### SUPPLIED MATERIAL ###

PR #1935, opened 2021-07-31
Many unused import cleanups

ksunden:
Ignored some star imports, some vendored code in colorama, only looked within pyqtgraph the library, not e.g. examples

Should clean up a good portion of Code QL complaints


j9ac9k:
Thanks for the PR @ksunden 

We've largely used the static code checker to check for issues involving diffs from PRs but few changes have been made with the intention of knocking down the total count of issues flagged by the static checker, thanks for taking this on!

Issue #1882, opened 2021-07-08
"from PyQt5 import sip" fails on Ubuntu 20.04


pijyoi:
Trying to run pyqtgraph using Ubuntu's distro-packaged PyQt5 (5.14.x) fails due to failure of
```python
from PyQt5 import sip, uic
```

Background:
Since PyQt5 5.11, (https://www.riverbankcomputing.com/static/Docs/PyQt5/incompatibilities.html) ```from PyQt5 import sip``` has been the documented way to import sip module, rather than the old ```import sip```.
However, Ubuntu 20.04 somehow packages it such that only ```import sip``` works.
https://packages.ubuntu.com/focal/amd64/python3-sip/filelist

###

INSTRUCTIONS FOR THE TASK: Nothing but the lines from the start of the data through the line holding "Thanks for the PR @ksunden" should be restated, and each one exactly.

EXERCISE OUTPUT:
PR #1935, opened 2021-07-31
Many unused import cleanups

ksunden:
Ignored some star imports, some vendored code in colorama, only looked within pyqtgraph the library, not e.g. examples

Should clean up a good portion of Code QL complaints


j9ac9k:
Thanks for the PR @ksunden 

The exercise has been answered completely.